— Вставай!
Тишина. Только ветер свистнул в щели забора.
Николаю стало страшно. Не за брата — за себя.
"Если помрет тут — затаскают ведь. Протоколы, участковый, срам на всё село... Скажут: родного брата у ворот заморозил".
Эта мысль — мелкая, трусливая, фарисейская — кольнула, заставила действовать.
Он нагнулся, схватил брата за ворот куртки. Рука в рукавице ощутила жуткую твердость промерзшей ткани. Тело было тяжелым, неподатливым, будто из глины лепленное, но уже засохшее.
— Вставай, идол! — Николай рванул его на себя, пытаясь оторвать от спасительного оцепенения.
Голова Сергея мотнулась, как у тряпичной куклы. Шапка упала в снег. Открылось лицо — серое, с инеем на ресницах, с приоткрытым ртом.
Николай брезгливо отвел взгляд, стараясь не смотреть в эти черты, которые были так мучительно похожи на отцовские.

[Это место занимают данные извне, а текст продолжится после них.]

PR #291, opened 2026-08-21
Persist external root bridge state

salmonumbrella:
## What changed

- persist external-root bindings, field mappings, field reconciliation baselines/conflicts, retry claims, pending outbound comments, and connector identity pins
- preserve external-root state through export/import, replay, project move/merge, lifecycle, restore, and federation projection rules
- enforce the same storage contract through SQLite and PostgreSQL conformance coverage

## Persisted schema

Both backends add `external_root_bindings`, `external_field_mappings`, and `external_field_states`, with foreign keys, active-binding uniqueness, due-work indexes, typed-field constraints, conflict snapshots, and retry/claim state. PostgreSQL adds migration `000026_external_root_bridges` and advances the schema version to 26; SQLite updates its canonical bootstrap schema to the same logical shape.

## Scope and dependency

This is PR 2 of the delivery sequence tracked in #286 and depends on #287. The branch is cumulative so it builds before #287 merges; after #287 lands, the review diff narrows to storage and migration changes only.

Reconciliation behavior and user-facing daemon/API/CLI surfaces follow in subsequent PRs.

Part of #286.


wesm:
looking now

salmonumbrella:
i paused on one schema suggestion instead of blindly adding it. I want to avoid bloat. 

the two Kata fields are `scheduled_on` and `deadline_on`. they're different:

- `scheduled_on` is a start date and keeps the issue out of ready/next until then
- `deadline_on` is the due date and never gates readiness

for Notion, that would normally be two separate properties, e.g. Start and Due. the edge case is that today both Kata fields can be mapped to the same Notion property, so reads/writes collapse into one value.

the suggested DB constraint would only prevent that within one connector instance: `(connector_instance, external_field_id)` stays unique while active. i haven't added it yet because i want to confirm the product call first: keep both mappings and require distinct external properties, or simplify to one date mapping? wdyt

PR #292, opened 2026-08-21
Reconcile external root bridges

salmonumbrella:
## What changed

- reconcile external-root title, body, comments, lifecycle, and mapped planning fields through one `Reconciler.Run` entry point with explicit run options
- pin connector/account identity, preserve retry claims, recover ambiguous outbound comment publication by replaying stable operation IDs without depending on provider timestamp precision, and verify external completion
- support inbound comments and lifecycle by default while keeping outbound comment publication opt-in
- keep planning reconciliation deliberately limited to `scheduled_on` and `deadline_on`

## Intent decisions

The bound external root owns title and body. Kata imports those values and rejects local edits with a `kata bridge unbind <issue-ref>` recovery hint. A third planning field is not accepted implicitly because it requires an explicit storage migration and reconciliation contract.

The current implementation performs bounded subprocess RPCs per reconciliation operation. A long-lived connector transport is deferred.

## Scope and dependency

This is PR 3 of the delivery sequence tracked in #286 and depends on #287 and #291. The branch is cumulative so it builds before those PRs merge; after they land, the review diff narrows to `internal/rootbridge`.

Daemon/API/CLI integration follows in the final PR. A web UI binding indicator is out of scope for this series.

Part of #286.

### DIFF
--- a/.roborev.toml
+++ b/.roborev.toml
@@ -3,6 +3,16 @@ display_name = "kata"
 review_guidelines = """
 Latest stable Go. Be pragmatic — theoretical findings produce churn.
 
+## Stacked delivery boundaries
+
+Kata may land a cumulative delivery sequence as separate protocol, storage,
+reconciliation, and runtime-integration pull requests. Review each pull request
+against the scope and dependency boundary stated in its description. Missing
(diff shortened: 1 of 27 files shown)


wesm:
rebasing now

Он ждал привычного: пьяного мычания, ругани, запаха перегара. Он ждал, что "грех" сейчас проявит себя, и тогда со спокойной совестью можно будет вытолкать его взашей или бросить в сарай до утра.
"Господи, избавь меня от этой грязи", — прошептал Николай. Но небо молчало.

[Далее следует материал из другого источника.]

PR #296, opened 2026-08-24
refactor(db): simplify import and export representations

salmonumbrella:
## Summary

- Replace the 22-pointer import union with typed payload records while keeping malformed replay rejection before either backend opens a transaction.
- Give each orphan row one explicit drop-or-scrub disposition with arrival-order-independent precedence.
- Centralize event orphan handling across all five export version bands and delegate issue-sync status export to the existing shared path.

## Compatibility

- Preserve NDJSON kind strings and persisted schemas.
- Preserve the per-version event export SQL, including the legacy V1 shape.


wesm:
rebasing

PR #300, opened 2026-08-24
Simplify storage reads and federation rebuilds

salmonumbrella:
This simplifies several internal storage paths while preserving existing API behavior. PostgreSQL now uses shared adapters to read and write timestamps and integer-backed booleans consistently in the claim, sync, federation, project, recurrence, token, and issue paths touched here. Both database backends use the same helpers to order and filter folded event state, and PostgreSQL reuses each project's event stream during a federation rebuild instead of reading the current project twice.

Issue hydration now gets parents, children, blockers, and related issues through one structured storage call while keeping each relationship's existing visibility rules. Federation enrollment listing and revocation now query within the requested project at the database boundary instead of loading instance-wide history and filtering it in service code.

This does not change persisted schemas or migrations. The instance-wide enrollment audit remains global.


wesm:
looking

PR #302, opened 2026-08-25
Consolidate federation replica leave state and enrollment cleanup

salmonumbrella:
Federation replica leave tracking was spread across three process-global maps (leave intents, suppression, and in-flight hub operations) plus a second drain counter duplicated in the rebind path, and the mid-flight enrollment compensation logic existed twice: inline in the daemon's hub-operation finish closure and again in the config reconciler.

This change replaces the maps with one keyed registry (`internal/daemon/federation_replica_transitions.go`) that owns each mapping's leave state (idle, leave-pending, left) and the drain accounting for hub operations already in flight. The registry keeps its own lock only so the config reconciler can read suppression without blocking on `ensureFederationReplicaMu`, which is held across database and credential-store I/O; every state mutation still happens under that mutex, preserving the existing lock ordering, operator error messages, and rebind behavior. A leave becomes observable to those lock-free reads only after its durable credential mark succeeds, so a failed preparation never parks the reconciler as reconciled and never erases a completed leave's suppression.

Both windows where an explicit leave can land mid-enrollment — before the hub operation finishes, or while local convergence runs — now go through one durable pending-enrollment stamp (`daemon.RecordFederationReplicaPendingEnrollment`) and one `compensateEnrollment` policy. An observed leave (a leave-pending reservation stamp or in-process leave state) wins over an enrollment or convergence error, and hub cleanup failures are tolerated only while a leave is prepared or completed in this process, because the durable stamp lets the leave's own cleanup revoke the enrollment later. When no leave explains a reservation change during convergence, the conflict keeps failing — after revoking any enrollment the operation created — because the controller stops retrying a mapping whose reconciliation reports success. Previously a successful revocation reported the unconverged mapping as reconciled.

No route, wire-format, or persisted-schema changes. The only new exported symbol is `daemon.RecordFederationReplicaPendingEnrollment`, used by the config reconciler.

### DIFF
--- a/internal/daemon/federation_rebind_service.go
+++ b/internal/daemon/federation_rebind_service.go
@@ -9,7 +9,6 @@ import (
 	"net/http"
 	"net/url"
 	"strings"
-	"sync"
 	"time"
 
 	"go.kenn.io/kata/internal/api"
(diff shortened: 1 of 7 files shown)


wesm:
looking at this, will rewrite PR title and description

Он ударил брата ладонью по щеке — раз, другой. Чтобы привести в чувство. Чтобы тот открыл глаза и сам, своими ногами, ушел прочь из его жизни.

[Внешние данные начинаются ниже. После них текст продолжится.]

PR #304, opened 2026-08-25
Preserve daemon credential provenance

salmonumbrella:
## What changed

- carry daemon source, credentials, transport policy, and Unix endpoint metadata through resolution instead of reconstructing them from URLs
- centralize bearer-target validation and origin-pinned client construction
- route CLI and TUI callers through resolved daemon clients while keeping hub credentials isolated from local daemon credentials
- preserve non-starting health probes, long-running GitHub sync requests, and the existing federation redirect boundary

## Why

Reconstructing a daemon client from its URL throws away where the endpoint came from and which credential and transport policy belong to it. That makes unsafe plaintext failures late and opaque, and it creates too many places where a local daemon token could be paired with the wrong origin.

## Usage

Configuration syntax is unchanged. Plaintext targets without the required private-network trust or `allow_insecure` opt-in now fail when the client is built.

### DIFF
--- a/cmd/kata/client.go
+++ b/cmd/kata/client.go
@@ -1,13 +1,17 @@
 package main
 
 import (
+	"bytes"
 	"context"
+	"encoding/json"
 	"errors"
 	"fmt"
 	"net/http"
 	"os"
+	"strings"
 	"time"
 
+	"github.com/spf13/cobra"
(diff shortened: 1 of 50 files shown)


wesm:
rebasing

Сергей вздрогнул. Веки его дрогнули, с трудом разлипаясь, стряхивая ледяную крошку.
Мутный, плавающий взгляд попытался сфокусироваться на фонаре, а потом скользнул выше — на бородатое, суровое лицо Николая, освещенное снизу желтым светом.
Время в этот момент замерло. Казалось, даже мороз перестал кусаться.
Николай ждал.
Губы брата, синие, потрескавшиеся, шевельнулись. Из груди вырвался сиплый звук, похожий на шелест сухих листьев.
Но в этом звуке не было просьбы о похмелье. Не было страха. И не было взрослого, пропитого Сергея.
Сквозь маску порока, сквозь годы падения, из какой-то запредельной глубины, где душа все еще оставалась ребенком, прозвучал голос...
Голос прозвучал тихо, на грани слышимости, но в морозном воздухе, поразил кристальной акустикой, каждое слово упало весомо, как капля расплавленного свинца на голую кожу.
— Колька... — выдохнул Сергей, и странная, детская улыбка тронула его посиневшие губы.
— Колька... у тебя нос белый... потри варежкой скорее... а то мамка заругает...
Николай дернулся, словно его хлестнули кнутом. Рука, державшая брата за воротник, разжалась сама собой.
Мир качнулся. Фонарь в другой руке заплясал, отбрасывая безумные тени на забор.
Николай стоял и хватал ртом воздух, а воздуха не было. Было только это: "Колька". И "нос белый". И "мамка".
Тридцать лет исчезли. Сгорели в одну секунду.
Не было ни этого ледяного, правильного дома, ни "позора" семьи, ни пропитого наследства. Была только снежная горка за околицей. Им по пять и семь лет. Мороз щиплет щеки. Санки летят вниз, ветер свистит в ушах, и счастье такое острое, что хочется кричать.
И маленький Сережка, закутанный в пуховый платок крест-накрест, тянет к нему варежку на резинке, заботится, боится за старшего...
Николай посмотрел на "тело" у своих ног.
Он увидел страшное.
Он увидел, что перед ним лежит не пьяница. Перед ним лежит человек, который в смертном бреду, на пороге Вечности, когда душа уже наполовину там, не проклинает холод, не просит водки, не молит о пощаде. Он — любит.
Из своего ледяного ада, из грязи и распада, он жалеет «благополучного» брата. Беспокоится о его носе.
— Господи... — прошептал Николай, и это первое слово было настоящим.
— Господи, что же это?..
Ему вдруг стало ясно до тошноты, до физической боли в грудине:
вот сейчас, на этом Страшном Суде у забора, пьяный Сергей — свят.
А он, Николай, со своими иконами, постами и чистотой — убийца Каин.